The Dumbest Generation?

In the four minutes it probably takes to read this review, you will have logged exactly half the time the average 15- to 24-year-old now spends reading each day. That is, if you even bother to finish. If you are perusing this on the Internet, the big block of text below probably seems daunting, maybe even boring. Who has the time? Besides, one of your Facebook friends might have just posted a status update!

Such is the kind of recklessly distracted impatience that makes Mark Bauerlein fear for his country. "As of 2008," the 49-year-old professor of English at Emory University writes in "The Dumbest Generation," "the intellectual future of the United States looks dim."
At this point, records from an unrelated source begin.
PR #11811, opened 2021-11-22
Backport: Restart the submission interpretation in case of a race [DPP-737]

gerolf-da:
1. Daml interpretation
2. Determine a suitable ledger effective time

interpretation.
now archived.

CHANGELOG_BEGIN
CHANGELOG_END

### Pull Request Checklist

trigger the build.

### DIFF
--- a/ledger/participant-integration-api/src/main/scala/platform/apiserver/execution/LedgerTimeAwareCommandExecutor.scala
+++ b/ledger/participant-integration-api/src/main/scala/platform/apiserver/execution/LedgerTimeAwareCommandExecutor.scala
@@ -71,13 +71,13 @@ private[apiserver] final class LedgerTimeAwareCommandExecutor(
                 if (maxUsedTime.forall(_ <= commands.commands.ledgerEffectiveTime)) {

Lee Drutman on The Dumbest Generation by Mark Bauerlein

Comments

Anonymous said…
Idiocracy is thus a must see
I agree. That movie was right on in so many ways. By no means a great work of art, but possibly a prophetic one. Although I hope not.
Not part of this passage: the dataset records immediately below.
Issue #10283, opened 2021-07-15
Large numbers of parties cause the dreaded `RESOURCE_EXHAUSTED` error


da-tanabe:
A large number of parties onboarded onto any ledger will eventually cause clients that list the universe of parties to receive this lovely error (with the max size of course highly dependent on the number of parties):

```
io.grpc.StatusRuntimeException: RESOURCE_EXHAUSTED: gRPC message exceeds maximum size 4194304: 4870993
	at io.grpc.Status.asRuntimeException(Status.java:535)
	at io.grpc.stub.ClientCalls$UnaryStreamToFuture.onClose(ClientCalls.java:533)
	at io.grpc.internal.ClientCallImpl.closeObserver(ClientCallImpl.java:553)
	at io.grpc.internal.ClientCallImpl.access$300(ClientCallImpl.java:68)
	at io.grpc.internal.ClientCallImpl$ClientStreamListenerImpl$1StreamClosed.runInternal(ClientCallImpl.java:739)
```

The right solution is to probably change the `ListKnownParties` call to return a `stream` of `ListKnownPartiesResponse` instead of a single object, and to chunk up the responses:

https://github.com/digital-asset/daml/blob/11e5dd37e730156b97748d67914b5e3f14a48625/ledger-api/grpc-definitions/com/daml/ledger/api/v1/admin/party_management_service.proto#L38-L44

With the current API design, this endpoint will only ever return more data over time, and raising this limit globally, forever doesn't seem like a good idea.

cocreature:
Definitely in favor of making this a streaming endpoint/adding a streaming endpoint to preserve backwards compatibility.

meiersi-da:
Adding a streaming endpoint is definitely an option, and would match the event-streaming nature of our system. An alternative to consider is to expose views onto the state of the system using the resource oriented design of Google's Cloud APIs. Listing collections is paged there as per these design guidelines: https://google.aip.dev/132

@da-tanabe: thanks for reporting this. What is the priority on a fix for this? 

(FYI: @gerolf-da @mziolekda )

cocreature:
We already do “pagination” on the ACS endpoint by using streaming there. Using something else for the parties endpoints doesn’t seem great from a user pov.

da-tanabe:
@meiersi-da it's a simple thing to work around (we just keep cranking up the limit), but it's definitely not ideal.

[...]

PR #11818, opened 2021-11-22
Add gRPC definitions for participant user management service

meiersi-da:
This PR introduces the gRPC definitions for an experimental user management service to manage users and their rights for interacting with the Ledger API served by a participant node. The PR does not change the set of actually exposed services of a Ledger API server. 

I expect to implement the user management service in a later PR behind a feature flag such that we can start a PoC phase to evaluate whether all the Daml SDK tools can be made to work well (or hopefully better) building on this user management service. I expect that we'll iterate further on the service's gRPC definitions as part of this PoC phase.

@bame-da @cocreature @stefanobaghino-da could I ask one of you to approve the PR so we can start the PoC implementation work?

FYI: @da-tanabe @adriaanm-da @gerolf-da and others, feel free to review the code directly on this PR and add comments here. I will then take care of addressing the comments on a new PR in case this one is already merged.

### Pull Request Checklist

- [x] If you mean to change the status of a component, please make sure you keep [the Component Status page](https://github.com/digital-asset/daml/blob/main/docs/source/support/component-statuses.rst) up to date.

trigger the build.

### DIFF
--- a/ledger-api/grpc-definitions/com/daml/ledger/api/v1/admin/user_management_service.proto
+++ b/ledger-api/grpc-definitions/com/daml/ledger/api/v1/admin/user_management_service.proto
@@ -1,0 +1,161 @@
+// Copyright (c) 2021 Digital Asset (Switzerland) GmbH and/or its affiliates. All rights reserved.
+// SPDX-License-Identifier: Apache-2.0
+
+syntax = "proto3";
+
+package com.daml.ledger.api.v1.admin;
+
+option java_outer_classname = "UserManagementServiceOuterClass";
+option java_package = "com.daml.ledger.api.v1.admin";
+option csharp_namespace = "Com.Daml.Ledger.Api.V1.Admin";
+
+import "google/protobuf/empty.proto";
+
+
+// Manage users and their rights for interacting with the Ledger API served by a participant node.
+//
+// The API roughly follows the Google API style guidelines for resource-oriented design
+// (https://cloud.google.com/apis/design/resources) with the following simplifications to
+// ease its implementation:
+//
+// 1. List methods do not (yet) support pagination,
+//    as we expect to have fewer than 10k users and 1k rights per user.
+//
+// 2. Resources are not named as per the Google API style guide,
+//    as this would be in contrast with the other Ledger API services.
+//
+// Authorization rules for the services RPCs are specified on the `RpcNameRequest`
+// messages as boolean expressions over these facts:
+// - ``HasRight(r)``: true iff the authenticated user has right `r`
+// - ``IsAuthenticatedUser(u)``: true iff ``u`` is equal to the name of the authenticated user
+//
+service UserManagementService {
+
+    // Create a new user, failing if it already exists.
+    rpc CreateUser (CreateUserRequest) returns (User);
+
+    // Get the user data of a specific user or the authenticated user.
+    rpc GetUser (GetUserRequest) returns (User);
+
+    // Delete an existing user and all its rights.
+    rpc DeleteUser (DeleteUserRequest) returns (google.protobuf.Empty);
+
+    // List the all existing users.
+    rpc ListUsers (ListUsersRequest) returns (ListUsersResponse);
+
+    // Grant a right to a user. Idempotent if the user already has the right.
+    rpc CreateUserRight (CreateUserRightRequest) returns (Right);
+
+    // Revoke a right from a user. Fails if the user does not have the right.
+    rpc DeleteUserRight (DeleteUserRightRequest) returns (google.protobuf.Empty);
+
+    // List the set of all rights granted to a user.
+    rpc ListUserRights (ListUserRightsRequest) returns (ListUserRightsResponse);
+}
+
+
+// Users and rights
+///////////////////
+
+// Users are are used to manage the rights given to authenticated Ledger API clients.
+// They are stored and managed per participant node.
+//
+// TLS client certificates authenticate the user specified by the certificates common name.
+// JWT tokens authenticate the user specified by the JWT tokens 'sub' (subject) claim.
+message User {
+    // The user identifier, which must be a non-empty string of at most 64
+    // characters matching the regexp [a-z0-9-_.], i.e. lower-case characters, digits,
+    // dashes or dots. Double-dots, double-dashes, and double-underscores are not allowed.
+    string id = 1;
+
+    // The primary party as which this user reads and acts by default on the ledger
+    // provided it has the corresponding ``CanReadAs(primary_party)`` or 
+    // ``CanActAs(primary_party)`` rights.
+    string primary_party = 2;
+}
+
+// A right granted to a user.
+message Right {
+    // The user is allowed to administrate the participant node.
+    message ParticipantAdmin {}
+
+    // The user can authorize commands for the given party.
+    message CanActAs {
+        string party = 1;
+    }
+
+    // The user can read ledger data visible to the given party.
+    message CanReadAs {
+        string party = 1;
+    }
+
+    oneof kind {
+        ParticipantAdmin participant_admin = 1;
+        CanActAs can_act_as = 2;
+        CanReadAs can_read_as = 3;
+    }
+}
+
+
+// RPC requests and responses
+/////////////////////////////
+
+// Required authorization: ``HasRight(ParticipantAdmin)``
+message CreateUserRequest {
+    // The user to create, which is granted exactly
+    // the ``CanActAs(user.primary_party)`` right upon creation.
+    User user = 1;
+}
+
+// Required authorization: ``HasRight(ParticipantAdmin) OR IsAuthenticatedUser(user_id)``
+message GetUserRequest {
+    // The user whose data we want to retrieve.
+    // If set to empty string (the default), then the data for the authenticated user will be retrieved.
+    string user_id = 1;
+}
+
+// Required authorization: ``HasRight(ParticipantAdmin)``
+message DeleteUserRequest {
+    string user_id = 1;
+}
+
+// Required authorization: ``HasRight(ParticipantAdmin)``
+message ListUsersRequest {
+    // TODO: add pagination, cf. https://cloud.google.com/apis/design/design_patterns#list_pagination
+}
+
+message ListUsersResponse {
+    repeated User users = 1;
+}
+
+// Add the right to the set of rights given to the user.
+// Idempotent if the user already has the right.
+//
+// Required authorization: ``HasRight(ParticipantAdmin)``
+message CreateUserRightRequest {
+    string user_id = 1;
+    Right right = 2;
+}
+
+// Remove the right from the set of rights granted to the user.
+// Fails if the user does not have the right.
+//
+// Required authorization: ``HasRight(ParticipantAdmin)``
+message DeleteUserRightRequest {
+    string user_id = 1;
+    Right right = 2;
+}
+
+// Required authorization: ``HasRight(ParticipantAdmin) OR IsAuthenticatedUser(user_id)``
+message ListUserRightsRequest {
+    // The user for which to list the rights.
+    // If set to empty string (the default), then the rights for the authenticated user will be shown.
+    string user_id = 1;
+
+    // TODO: add pagination, cf. https://cloud.google.com/apis/design/design_patterns#list_pagination
+}
+
+message ListUserRightsResponse {
+    repeated Right rights = 1;
+}
+
--- a/ledger-api/grpc-definitions/com/daml/ledger/api/v1/admin/user_management_service.proto
+++ b/ledger-api/grpc-definitions/com/daml/ledger/api/v1/admin/user_management_service.proto
@@ -12,7 +12,8 @@ option csharp_namespace = "Com.Daml.Ledger.Api.V1.Admin";
 import "google/protobuf/empty.proto";
 
 
-// Manage users and their rights for interacting with the Ledger API served by a participant node.
+// Experimental API to manage users and their rights for interacting with the Ledger API
+// served by a participant node.
 //
 // The API roughly follows the Google API style guidelines for resource-oriented design
 // (https://cloud.google.com/apis/design/resources) with the following simplifications to
@@ -43,11 +44,11 @@ service UserManagementService {
     // List the all existing users.
     rpc ListUsers (ListUsersRequest) returns (ListUsersResponse);
 
-    // Grant a right to a user. Idempotent if the user already has the right.
-    rpc CreateUserRight (CreateUserRightRequest) returns (Right);
+    // Grant rights to a user.
+    rpc GrantUserRights (GrantUserRightsRequest) returns (GrantUserRightsResponse);
 
-    // Revoke a right from a user. Fails if the user does not have the right.
-    rpc DeleteUserRight (DeleteUserRightRequest) returns (google.protobuf.Empty);
+    // Revoke rights from a user.
+    rpc RevokeUserRights (RevokeUserRightsRequest) returns (RevokeUserRightsResponse);
 
     // List the set of all rights granted to a user.
     rpc ListUserRights (ListUserRightsRequest) returns (ListUserRightsResponse);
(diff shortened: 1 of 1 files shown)


ledger-api/grpc-definitions/com/daml/ledger/api/v1/admin/user_management_service.proto
```diff
@@ -0,0 +1,140 @@
...
+
+
+// Manage users and their rights for interacting with the Ledger API served by participant node.
+//
+// The API roughly follows the Google API style guidelines for resource-oriented design
+// (https://cloud.google.com/apis/design/resources) with the following simplifications to 
+// ease its implementation:
+// 
+// 1. List methods do not (yet) support pagination, 
+//    as we expect to have fewer than 10k users and 1k rights per user.
```
da-tanabe, line 25: I largely agree with these numbers, but given https://github.com/digital-asset/daml/issues/10283 this could be a tough API to change later…

meiersi-da: My aim would be to add pagination support as per https://cloud.google.com/apis/design/design_patterns#list_pagination

This can be done in a backwards compatible way, by assuming a default limit in case none is specified.

ledger-api/grpc-definitions/com/daml/ledger/api/v1/admin/user_management_service.proto
```diff
@@ -0,0 +1,140 @@
...
+// 
+// 2. Resources are not named as per the Google API style guide, 
+//    as this would be in contrast with the other Ledger API services.
+//
+service UserManagementService {
```
cocreature, line 30: I think adding the required auth claims here would be quite helpful.

ledger-api/grpc-definitions/com/daml/ledger/api/v1/admin/user_management_service.proto
```diff
@@ -0,0 +1,140 @@
...
+
+// Remove the right from the set of rights granted to the user.
+// Fails if the user does not have the right.
+message DeleteUserRightRequest {
+    string user_id = 1;
+    Right right = 2;
+}
+
+message ListUserRightsRequest {
+    string user_id = 1;
```
cocreature, line 132: If we mandate the presence of a token here and read the user from the token we probably make it easier for client applications to actually treat the token opaquely. Otherwise we’ll repeat the pattern we have in the JSON API where the token is decoded in the client to figure out the parameters to send to the ledger which makes it increasingly hard to change the token format.

ledger-api/grpc-definitions/com/daml/ledger/api/v1/admin/user_management_service.proto
```diff
@@ -0,0 +1,140 @@
...
+// 2. Resources are not named as per the Google API style guide, 
+//    as this would be in contrast with the other Ledger API services.
+//
+service UserManagementService {
+
+    // Create a new user, failing if it already exists.
+    rpc CreateUser (CreateUserRequest) returns (User);
+
+    // Delete an existing user and all its rights.
+    rpc DeleteUser (DeleteUserRequest) returns (google.protobuf.Empty);
```
bame-da, line 36: What happens to "User Parties"? Do we orphan them?

ledger-api/grpc-definitions/com/daml/ledger/api/v1/admin/user_management_service.proto
```diff
@@ -0,0 +1,140 @@
...
+// 1. List methods do not (yet) support pagination, 
+//    as we expect to have fewer than 10k users and 1k rights per user.
+// 
+// 2. Resources are not named as per the Google API style guide, 
+//    as this would be in contrast with the other Ledger API services.
+//
+service UserManagementService {
+
+    // Create a new user, failing if it already exists.
+    rpc CreateUser (CreateUserRequest) returns (User);
```
bame-da, line 33: Does this also allocate a party?

ledger-api/grpc-definitions/com/daml/ledger/api/v1/admin/user_management_service.proto
bame-da: Would this API be needed at all if we did the user management on-ledger?

bame-da (commented):
All makes sense to me. My main question is why you are designing this as extra services rather than just keeping users and rights on-ledger.

```
template User
  with
    participant : Party
    userParty : Party
    userName : Text
  where
    ensure (valid userName)
    signatory participant
    observer userParty

data Right
  = Admin
  | ReadAs Party
  | ActAs Party

template UserRight
  with
    participant : Party
    user : Party
    right : Right
  where
    signatory participant
    observer user
```

Now the API is given by the transaction, acs, and command APIs, and the authorization is dealt with in the Daml Model.

bame-da:
If we do this in Daml there's a question of causality and transactionality. Ie I could imagine two models:

1. The user rights are resolved once at the beginning of command processing. So the following sequence of events is valid
  A. Admin submits TX1: Delete User Alice
  B. Alice Submits TX2
  C. TX1 completes
  D. TX2 completes
2. The user rights are resolved as part of validation and can change during a transaction. So the above is invalid, but the following is valid, allowing for "transient" user rights:
  A. Alice submits a transaction with events
     1. Exercise delegated choice to add ReadAs right for user Alice on Party Bob
     2. Fetch contract known only to Bob
     3. Exercise delegated choice to remove ReadAs right for user Alice on Party Bob

When I talk about modelling users in Daml, I have model 1 in mind for now.

ledger-api/grpc-definitions/com/daml/ledger/api/v1/admin/user_management_service.proto
meiersi-da: This API does not have a concept of "User Parties". That can be added as an increment.

ledger-api/grpc-definitions/com/daml/ledger/api/v1/admin/user_management_service.proto
meiersi-da: No it does not.

meiersi-da:
> All makes sense to me. My main question is why you are designing this as extra services rather than just keeping users and rights on-ledger.

@bame-da: I agree that we ultimately want to end up with using Daml for managing the participant-local state as well. The main motivation for introducing this API is to manage technical risk. The API proposed here is simple and boring, and thus has a low chance of unforeseen implementation problems.

When building user management directly in Daml, we for example have to consider how to upgrade the `User` contracts in the future to add new features without breaking all clients interacting with the current version. Likewise, there is a potential bootstrapping problem for creating the first user contract that allocates the 'admin' user with admin rights. I'believe we can and should discover and solve these problems, but not on a tight deadline.

Instead, I propose that we introduce a simple gRPC API that 
1. covers the needs on which we have a tight deadline, and 
2. can be implemented both with direct DB access and also using on-ledger Daml contracts.
This way we can first deliver the API using direct DB access, and then iterate on it in a backwards-compatible way using on-ledger Daml contracts as the backing storage.

What do you think?

ledger-api/grpc-definitions/com/daml/ledger/api/v1/admin/user_management_service.proto
meiersi-da: added the auth claims in https://github.com/digital-asset/daml/pull/11818/commits/b9cb2c6914380cabd286320a4956bd34c5ee8062; and answered to @bame-da 's comment in https://github.com/digital-asset/daml/pull/11818#issuecomment-976702106

ledger-api/grpc-definitions/com/daml/ledger/api/v1/admin/user_management_service.proto
meiersi-da: Good point. Addressed in https://github.com/digital-asset/daml/pull/11818/commits/8880bd081d46649833257196a6a8018e9862ef9b

ledger-api/grpc-definitions/com/daml/ledger/api/v1/admin/user_management_service.proto
```diff
@@ -0,0 +1,170 @@
...
+    // Get the user data of a specific user or the authenticated user.
+    rpc GetUser (GetUserRequest) returns (User);
+
+    // Delete an existing user and all its rights.
+    rpc DeleteUser (DeleteUserRequest) returns (google.protobuf.Empty);
+
+    // List the all existing users.
+    rpc ListUsers (ListUsersRequest) returns (ListUsersResponse);
+
+    // Grant a right to a user. Idempotent if the user already has the right.
```
cocreature, line 50: at the risk of bikeshedding names: Maybe `GrantUserRight` would be a better name? I wouldn’t expect a create operation to be idempotent.

bame-da:
> What do you think?

Makes sense, you are almost certainly right that this is the lower-risk route.

ledger-api/grpc-definitions/com/daml/ledger/api/v1/admin/user_management_service.proto
meiersi-da: It still does not, but the service now tracks a primary_party per user.

ledger-api/grpc-definitions/com/daml/ledger/api/v1/admin/user_management_service.proto
meiersi-da: Yes, they continue existing, and can be reallocated to a user if desired.

ledger-api/grpc-definitions/com/daml/ledger/api/v1/admin/user_management_service.proto
meiersi-da: Good point. I've changed the API accordingly in cb72cd35191166e2fc84323ff6e101bff40f7e50

cocreature (approved):
Thank you!

The API looks very reasonable. So far, I think I’m fairly confident we can implement this for 2.0. 

My main concern is the amount of breakage we might cause for our users and our examples if we try to change e.g., Daml Script to work with users by default. But that definitely doesn’t need to block this PR and I also haven’t thought too deeply about it so far.

stefanobaghino-da:
I'll make sure to find time to review the design and this PR by the end of the day.

gerolf-da:
cc @mziolekda

ledger-api/grpc-definitions/com/daml/ledger/api/v1/admin/user_management_service.proto
```diff
@@ -0,0 +1,175 @@
...
+service UserManagementService {
+
+    // Create a new user, failing if it already exists.
+    rpc CreateUser (CreateUserRequest) returns (User);
+
+    // Get the user data of a specific user or the authenticated user.
+    rpc GetUser (GetUserRequest) returns (User);
+
+    // Delete an existing user and all its rights.
+    rpc DeleteUser (DeleteUserRequest) returns (google.protobuf.Empty);
```
gerolf-da, line 42: I would recommend against using `Empty` as the response type. A specific message that doesn't have any fields is as "expensive" as `Empty`, but allows you to add fields later without breaking the API.

ledger-api/grpc-definitions/com/daml/ledger/api/v1/admin/user_management_service.proto
```diff
@@ -0,0 +1,175 @@
...
+// - ``HasRight(r)``: true iff the authenticated user has right `r`
+// - ``IsAuthenticatedUser(u)``: true iff ``u`` is equal to the name of the authenticated user
+//
+service UserManagementService {
+
+    // Create a new user, failing if it already exists.
+    rpc CreateUser (CreateUserRequest) returns (User);
+
+    // Get the user data of a specific user or the authenticated user.
+    rpc GetUser (GetUserRequest) returns (User);
```
gerolf-da, line 39: Is there a chance that we want to transmit other metadata than what is contained in User?

ledger-api/grpc-definitions/com/daml/ledger/api/v1/admin/user_management_service.proto
```diff
@@ -0,0 +1,175 @@
...
+// Add the rights to the set of rights granted to the user.
+//
+// Required authorization: ``HasRight(ParticipantAdmin)``
+message GrantUserRightsRequest {
+    string user_id = 1;
+
+    repeated Right rights = 2;
+}
+
+message GrantUserRightsResponse {
```
gerolf-da, line 144: Maybe it's useful to also include all rights (or just the set of already existing rights) in the response. If I think about the usage of this in a GUI, I'd probably want to refresh the user's rights with a definitive authoritative answer about all rights the user has.

ledger-api/grpc-definitions/com/daml/ledger/api/v1/admin/user_management_service.proto
cocreature: So this means the expected use is that I first allocate and then create a user? Is there a reason why we don’t allow to create the primary party as part of the createuser request? Having looked at the Daml Script API, having to create the party first seems a bit odd.

stefanobaghino-da:
Sorry, couldn't review today, I'll need to do it tomorrow.

ledger-api/grpc-definitions/com/daml/ledger/api/v1/admin/user_management_service.proto
```diff
@@ -0,0 +1,175 @@
...
+message ListUserRightsRequest {
+    // The user for which to list the rights.
+    // If set to empty string (the default), then the rights for the authenticated user will be listed.
+    string user_id = 1;
+
+    // TODO: add pagination, cf. https://cloud.google.com/apis/design/design_patterns#list_pagination
+}
+
+message ListUserRightsResponse {
+    repeated Right rights = 1;
```
cocreature, line 173: In Daml script, the natural thing to do seems to be to flip this around immediately and turn it into:
```
data Rights = Rights
  { actAs : [Party]
  , readAs : [Party]
   , admin : Bool
   }
```
I could see other clients wanting to do the same thing (the JSON API for example). Have you considered emitting the result in something closer to that format?

ledger-api/grpc-definitions/com/daml/ledger/api/v1/admin/user_management_service.proto
meiersi-da: @gerolf-da : I'm following the Google API Style guidelines here: https://cloud.google.com/apis/design/standard_methods

If we really require more info to be transmitted, then we should introduce a custom method: https://cloud.google.com/apis/design/custom_methods

ledger-api/grpc-definitions/com/daml/ledger/api/v1/admin/user_management_service.proto
meiersi-da: I can do that. It's against the style guide here: https://cloud.google.com/apis/design/standard_methods, but it is a light violation, and can come in handy in future evoluations.

ledger-api/grpc-definitions/com/daml/ledger/api/v1/admin/user_management_service.proto
meiersi-da: The reason why these rights are not included is that this won't scale to large sets of rights.

ledger-api/grpc-definitions/com/daml/ledger/api/v1/admin/user_management_service.proto
meiersi-da: I have tried it, and it was not easy to present that way. The flat set of rights is a simple, well-defined structure that lends itself well to extensions.

ledger-api/grpc-definitions/com/daml/ledger/api/v1/admin/user_management_service.proto
meiersi-da: Addressed in https://github.com/digital-asset/daml/pull/11908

(Though, in another sense of the word "prophetic," it definitely is. In other words, the film may not predict our world's future, but it sure pinpoints via hyperbole the state of our world today.)
Anonymous said…
Sounds similar in tone to Barber's "Consumed" or Jacobs' "Age of American Unreason". Both of these are really musings on Lasch's "Culture of Narcisissm" and Blooms' text.

Much of this sounds to me like pissed off baby boomers and nothing more. Like their Great Depression parents.

It gets salient when scholars like Julia Schor back it up with data. Dumbing down becomes a symptom of privatized corporate marketing. That's where Idiocracy seems dead on in it's dystopian assessment. And it's funny as hell!
Anonymous said…
Have you noticed a change in your own reading skills? When I first went online, my dreams changed from being panoramic to scrolling. Google reader has me zipping through blogs but I've lost my attention span for tv or movies. I think I'm more into seeing patterns and getting a feel for the context as opposed to analyzing specific words. I've started using a French New Testament to slow down the processing rate while retaining the interest level.